Tam olarak böyle yazıyordu. Altında da üniversite örgütünün imzası…

Afişin (ve stickerın) anlamsızlığını, birkaç yıl sonra başka bir yasa gündeme geldiğinde fark edebildim.

Koca koca üniversiteli büyüklerim de fark etmemiş olacaklar ki, 19 Mayıs Üniversitesi’nin dört bir tarafını donatmışlardı o afişlerle.

1-2 yıl sonra başka bir yasa gündeme geldiğinde, afişlerden elimizde kalanlara bakarak gülmüştük kendimize.

***

Siyasal yaşamda da, bireysel hayatlarımızda da; bazen böyle oluyor işte.

Üzerine çokça konuştuğumuz, kendimiz için önemli bulduğumuz konuyu, sanki herkes biliyormuş gibi düşünüyoruz.
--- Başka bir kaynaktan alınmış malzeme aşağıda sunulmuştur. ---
PR #332, opened 2017-09-15
SEQNG-118 Implemented engine event to support stop and abort observe

jluhrs:
The idea is that the engine doesn't know how to stop or abort an exposure. That is provided by the upper layer. But the engine still must be aware, to stop the sequence in case the function provided by the upper layer doesn't work. That takes care of limit cases, like when the stopObserve is sent to the instrument just when the instrument finishes the exposure.


jluhrs:
Yes.

PR #411, opened 2017-12-26
Generated size reduction

cquiroz:
I've been struggling with slow compilation times and very large generated js size. In particular the size of the unoptimized generated js means we spend a long time compiling  and creates issues to run it quickly on firefox. 

After some research I found one issue with how the macros and implicits for boopickle can lead to an explosion of generated code. Turns out that explicitly defining a couple of missing implicits and changing the order are helpful.

Thanks to this we went from:

| subject  |Before |After|
| ------------- | ------------- |---------|
| Generated classes  | 12K  | 200 |
| Unoptimized JS  | 39M  | 12M |
| Optimized JS | 5.9M | 3.2M |

This PR would alleviate a bit my problems but there are still optimizations to do on this area

A moral of the story is that simple details like the order of defining implicits especially when using macros can have bad effects even if the code compiles right

Also travis times has been reduced in about 2 minutesa

### DIFF
--- a/modules/edu.gemini.seqexec.model/src/main/scala/edu/gemini/seqexec/model/ModelBooPicklers.scala
+++ b/modules/edu.gemini.seqexec.model/src/main/scala/edu/gemini/seqexec/model/ModelBooPicklers.scala
@@ -4,6 +4,7 @@
 package edu.gemini.seqexec.model
 
 import boopickle.Default._
+// import boopickle.PicklerHelper
 import edu.gemini.seqexec.model.Model._
 import edu.gemini.seqexec.model.events.SeqexecEvent
 import edu.gemini.seqexec.model.events.SeqexecEvent._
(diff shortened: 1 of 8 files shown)


modules/edu.gemini.seqexec.model/src/main/scala/edu/gemini/seqexec/model/ModelBooPicklers.scala
```diff
@@ -15,8 +15,50 @@ import java.time.Instant
...
   * them explicitly
   */
-@SuppressWarnings(Array("org.wartremover.warts.ImplicitParameter", "org.wartremover.warts.NonUnitStatements", "org.wartremover.warts.Throw", "org.wartremover.warts.OptionPartial"))
-trait ModelBooPicklers {
+@SuppressWarnings(Array("org.wartremover.warts.Equals", "org.wartremover.warts.PublicInference", "org.wartremover.warts.ImplicitParameter", "org.wartremover.warts.NonUnitStatements", "org.wartremover.warts.Throw", "org.wartremover.warts.OptionPartial"))
+object ModelBooPicklers {
+  //**********************
+  // IMPORTANT The order of the picklers is very relevant to the generated size
+  // add them with care
+  //**********************
```
swalker2m: Any guidelines on how to order them correctly?  For the uninitiated (like myself) it's difficult to spot the problem.

swalker2m:
That's a very impressive reduction in size, by the way!

modules/edu.gemini.seqexec.model/src/main/scala/edu/gemini/seqexec/model/ModelBooPicklers.scala
cquiroz: Maybe I should add a comment about it. Essentially the object tree should be in the right order, with the subcomponents classes first (Like in here WaterVapor) and the composites (like sequence later). The issue is that if you don't do that, the automatic derivation kicks in instead and it goes many times leading to this explosion of classes

cquiroz:
I guess we should try to avoid macros. Having said that, in this case writing the picklers by hand is not very simple so I'm happy to keep them

PR #417, opened 2018-01-04
SEQNG-437: Shorten web page

cquiroz:
There is a request to make the page fit on the console ops without a scroll bar. this PR does it by manipulating the css through some magic and reducing the height of the log area. This is how it looks on the consoles:

screenshot 2018-01-03 14 09 58

And on the emulator with some notes:
screenshot 2018-01-04 17 17 31

This change has a drawback on larger screen as it wastes space. So the central part with the steps will grow and shrink (to some extent) on window changes. This can be appreciated on the following video

https://monosnap.com/file/0UVbfezmevwrpOOsdj9b6FzRPjyZiZ

### DIFF
--- a/modules/edu.gemini.seqexec.web/edu.gemini.seqexec.web.client/src/main/scala/edu/gemini/seqexec/web/client/components/SeqexecStyles.scala
+++ b/modules/edu.gemini.seqexec.web/edu.gemini.seqexec.web.client/src/main/scala/edu/gemini/seqexec/web/client/components/SeqexecStyles.scala
@@ -94,8 +94,13 @@ object SeqexecStyles extends scalacss.StyleSheet.Inline {
   )
 
   val stepsListPane: StyleA = style (
-    maxHeight(24.3.em),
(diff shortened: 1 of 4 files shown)


modules/edu.gemini.seqexec.web/edu.gemini.seqexec.web.client/src/main/scala/edu/gemini/seqexec/web/client/components/SeqexecStyles.scala
```diff
@@ -94,8 +94,18 @@ object SeqexecStyles extends scalacss.StyleSheet.Inline {
   )
 
   val stepsListPane: StyleA = style (
-    maxHeight(24.3.em),
-    minHeight(24.3.em)
+    (maxHeight :=! "calc(100vh - 52.5em)"),
```
cquiroz: Dark magic!

andrewwstephens:
+1 Looks good!

PR #418, opened 2018-01-05
Set paused state for Observations in client model

jluhrs:


modules/edu.gemini.seqexec.server/src/main/scala/edu/gemini/seqexec/server/SeqexecEngine.scala
```diff
@@ -373,35 +373,20 @@ object SeqexecEngine {
...
-      executions.filter { e =>
-        val (a, r) = separateActions(e).bimap(_.map(_.kind), _.map(_.kind))
-        a.contains(ActionType.Observe) || r.contains(ActionType.Observe)
-      }.map {
-        case e if containsObserve(e) => ActionStatus.Completed
-        case _                       => ActionStatus.Running
-      }.headOption.getOrElse(ActionStatus.Pending)
-    } else ActionStatus.Pending
-  }
+  protected[server] def observeStatus(executions: List[List[engine.Action]]): ActionStatus =
```
jluhrs: The previous change (that added an explicit state to Action) really simplified this.

cquiroz:
This is looking would. it seems the step state doesn't change, right?

jluhrs:
That's right. If an exposure is paused, the step is considered still active. In that state the exposure is said to be "on-hold", which I think conveys better the idea that it is waiting to be resumed.

PR #420, opened 2018-01-09
Implemented timeout for GMOS and F2 exposure

jluhrs:


modules/edu.gemini.seqexec.server/src/main/scala/edu/gemini/seqexec/server/EpicsUtil.scala
```diff
@@ -48,6 +49,8 @@ trait EpicsCommand {
       cs.map(_.mark().right).getOrElse(SeqexecFailure.Unexpected("Unable to mark command.").left)
     })
   )
+
+  def setTimeout(t: Time): SeqAction[Unit] = EpicsUtil.setTimeout(cs.map(_.getApplySender), t)
```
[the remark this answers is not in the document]
cquiroz: I see `Time` comes from `squants`

modules/edu.gemini.seqexec.server/src/main/scala/edu/gemini/seqexec/server/flamingos2/Flamingos2.scala
```diff
@@ -34,13 +35,15 @@ final case class Flamingos2(f2Controller: Flamingos2Controller) extends Instrume
...
-    fileId => f2Controller.observe(fileId).map(_ => ObserveCommand.Success)
+    fileId => f2Controller.observe(fileId, calcObserveTimeout(config)).map(_ => ObserveCommand.Success)
   }
 
   override def configure(config: Config): SeqAction[ConfigResult] =
     fromSequenceConfig(config).flatMap(f2Controller.applyConfig).map(_ => ConfigResult(this))
 
   override def notifyObserveEnd: SeqAction[Unit] = f2Controller.endObserve
+
+  override def calcObserveTimeout(config: Config) = config.extract(OBSERVE_KEY / EXPOSURE_TIME_PROP).as[java.lang.Double].map(x => Seconds(x.toDouble)).getOrElse(Seconds(360))
```
cquiroz: I thought `EXPOSURE_TIME_PROP` would be the requested exposure time. Does this mean the timeout is the same as the requested exposure time?

modules/edu.gemini.seqexec.server/src/main/scala/edu/gemini/seqexec/server/gmos/GmosControllerEpics.scala
```diff
@@ -282,4 +291,8 @@ object GmosControllerEpics {
     case InBeam    => "IN-BEAM"
   }
 
+  val defaultTimeout: Time = Seconds(60)
```
cquiroz: Usually constants have capitalized casing, like `DefaultTimeout`

modules/edu.gemini.seqexec.server/src/main/scala/edu/gemini/seqexec/server/flamingos2/Flamingos2.scala
jluhrs: No. I then add a readout timeout. But now I see I should have added that value here to make it consistent with the function name.

modules/edu.gemini.seqexec.server/src/main/scala/edu/gemini/seqexec/server/EpicsUtil.scala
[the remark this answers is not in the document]
jluhrs: I am on the fence here. I thought it was better to use squants.Time, but then the original implementation of GMOS uses Duration for the exposure time. And the timeout is then used to, well, implement a timeout, with functions that use Duration or something similar.

modules/edu.gemini.seqexec.server/src/main/scala/edu/gemini/seqexec/server/gmos/GmosControllerEpics.scala
jluhrs: OK, I'll change it.

modules/edu.gemini.seqexec.server/src/main/scala/edu/gemini/seqexec/server/flamingos2/Flamingos2.scala
jluhrs: In second thought, what I should change is the name of the function, because the time added to calculate the timeout depends on the underline Controller.

modules/edu.gemini.seqexec.server/src/main/scala/edu/gemini/seqexec/server/gmos/GmosControllerEpics.scala
```diff
@@ -291,8 +291,8 @@ object GmosControllerEpics {
     case InBeam    => "IN-BEAM"
   }
 
-  val defaultTimeout: Time = Seconds(60)
-  val readoutTimeout: Time = Seconds(300)
-  val configTimeout: Time = Seconds(600)
+  val DefaultTimeout: Time = Seconds(60)
+  val ReadoutTimeout: Time = Seconds(300)
+  val ConfigTimeout: Time = Seconds(600)
```
andrewwstephens: Does this mean that the instrument configuration timeout is 10 minutes?

PR #425, opened 2018-01-11
SEQNG-472 Removed breakpoint control from first runnable step in client.

jluhrs:


modules/edu.gemini.seqexec.model/src/main/scala/edu/gemini/seqexec/model/Model.scala
```diff
@@ -234,8 +234,8 @@ object Model {
 
       def file: Option[String] = None
 
-      def canSetBreakpoint: Boolean = s.status match {
-        case StepState.Pending | StepState.Skipped | StepState.Paused => s.id > 0
+      def canSetBreakpoint(i: Int, firstRunnable: Int): Boolean = s.status match {
+        case StepState.Pending | StepState.Skipped | StepState.Paused => i > firstRunnable
```
jluhrs: It shouldn't rely on `s.id` being the position in the list, or even it being an Int. That is why I now pass the step position as `i`

PR #428, opened 2018-01-12
SEQNG-472 Separated built-in ROI configuration for GMOS North and South.

jluhrs:


modules/edu.gemini.seqexec.server/src/main/scala/edu/gemini/seqexec/server/gmos/GmosNorthControllerEpics.scala
```diff
@@ -92,6 +94,14 @@ object GmosNorthEncoders extends GmosControllerEpics.Encoders[NorthTypes] {
     case Disperser.B600_G5303  => "B600+_G5303"
     case Disperser.R150_G5306  => "R150+_G5306"
   }
+
+  override val builtInROI: EncodeEpicsValue[BuiltinROI, Option[ROIValues]] = EncodeEpicsValue {
+    case BuiltinROI.FULL_FRAME       => ROIValues.fromInt(xStart = 1, xSize = 6144, yStart = 1, ySize = 4224)
```
cquiroz: Given that these are always know to work you could do an `unsafeFromInt: ROIValues` method and call it that way. I don't know how much work it is to carrry the `Option` up the stack

jluhrs: The Option is not really that much work.

PR #429, opened 2018-01-15
SEQNG-476 Force MASKNAME to None if FPU is OUT-OF-BEAM.

jluhrs:
The value for MASKNAME is the current mask, or None, depending on the location of the FPU.


modules/edu.gemini.seqexec.server/src/main/scala/edu/gemini/seqexec/server/gmos/GmosHeader.scala
```diff
@@ -52,11 +52,14 @@ final case class GmosHeader(hs: DhsClient, gmosObsReader: GmosHeader.ObsKeywords
         buildInt32(rv.ySize, s"DETRO${i}YS")
       )
   }.toList
+  
+  private val InBeam: Int = 0
```
cquiroz: Why not a boolean? is it an `Int` in epics?

jluhrs: Yes, it is an Int in EPICS.

PR #437, opened 2018-01-23
Artifacts upload

cquiroz:
This is a bit of an experiment to upload artifacts to s3 when we merge PRs

Some notes:
* We don't really have an s3 gemini account so i'm using mine
* I'm adding a stage of building the optimized js and upload those too
* The uploaded files are public

as usual with travis PRs this may need a bit of experimenting to get right

### DIFF
--- a/.travis.yml
+++ b/.travis.yml
@@ -18,7 +18,7 @@ install:
   - npm install jsdom
   - pip install --user awscli
 script:
-- sbt headerCheck test:headerCheck scalastyle test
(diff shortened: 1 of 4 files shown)


cquiroz:
I agree, its quite cheap and i don't mind hosting it myself but we should try to get an account. But it may take a long time to get one 😄 

@arturog8m what do you think about getting a gemini hlsw account?

cquiroz:
i'm going to close this, it seems we can get the same result with a just the weigh-in script

PR #439, opened 2018-01-25
SEQNG-364: Add sounds for end of step

cquiroz:
This PR adds a "beep" at the end of each observation. It maybe annoying so we could consider having the option to disable it in the future

Here's how it works in action

https://monosnap.com/file/KJavnm13MxJWeZMNnP3BQW9Z2DuwoG#


jluhrs:
El sonido sería mucho más amable al oído si tuviera una envolvente distinta. Encontré un código que hace eso:
`    now = context.currentTime;
    this.param.cancelScheduledValues(now);
    this.param.setValueAtTime(0, now);
    this.param.linearRampToValueAtTime(1, now + this.attackTime);
    this.param.linearRampToValueAtTime(0, now + this.attackTime + this.releaseTime);`

Lo más importante es que el ataque no sea un escalón.

arturog8m:
That is annoying indeed. Can't ship that as is, sorry.

arturog8m:
I meant that in reference to the audio in the video @cquiroz shared. Can we get a sample of what @jluhrs is proposing? Can we use the same audio that the current seqexec has?

jluhrs:
Why not use an audio file?

cquiroz:
I may try your code. The audio API is not very easy to use and get the timings right.
Audio file could be used as well. Do you have a sample?

In all honesty I don't like the whole concept, and this won't properly work on Chrome or iOS in any case

modules/edu.gemini.seqexec.web/edu.gemini.seqexec.web.client/src/main/scala/edu/gemini/seqexec/web/client/model/handlers.scala
```diff
@@ -492,6 +493,20 @@ object handlers {
...
     }
 
+    val stepCompletedMessage: PartialFunction[Any, ActionResult[M]] = {
+      case ServerMessage(e @ StepExecuted(obsId, sv)) =>
+      val curStep =
+        for {
+            obs      <- sequenceViewT.find(_.id === obsId)(e)
+            curSIdx  <- obs.runningStep.map(_._1)
+            curStep  <- sequenceStepT.find(_.id === curSIdx)(obs)
+            if curStep.observeStatus === ActionStatus.Pending && curStep.status === StepState.Running
```
cquiroz: @jluhrs This is odd to me. I'd expect to check for `curStep.observeStatus === ActionStatus.Completed` but the state from the server at the end of the observation is `Pending`. Any thoughts?

jluhrs: I think there is a bug.

cquiroz:
Changed to use a wav file. Here's a sample

https://monosnap.com/file/vGlhb5nxPI5LxPn0asVDTbVTtrTcMH#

Hatta ‘herkes biliyor ama neden kimse tepki göstermiyor’ diye de öfkeleniyoruz.

Ama hayat öyle akmıyor maalesef.

Hayallerimizde dünyayı kurtarmak olsa dahi, ufkumuzun sadece çevremizden ibaret olduğunu en güzel Karl Marks açıklamamış mıydı: “Yabancılaşmış bir toplumda insanların zihin yapıları, fikirleri ve bilinçleri, içinde bulundukları koşullar ve üretim tarzının yansımasından ibarettir. (Mealen)

***

Neyse…

Zaten o yasa da meclisten geçmişti.

Santrali, Cengiz Holding Tekkeköy’e yapmayı ‘başarmıştı’

Sonra, bizim istemediğimiz daha çok yasa da meclisten geçmişti.

Sonra zaten meclisi de rafa kaldırdılar.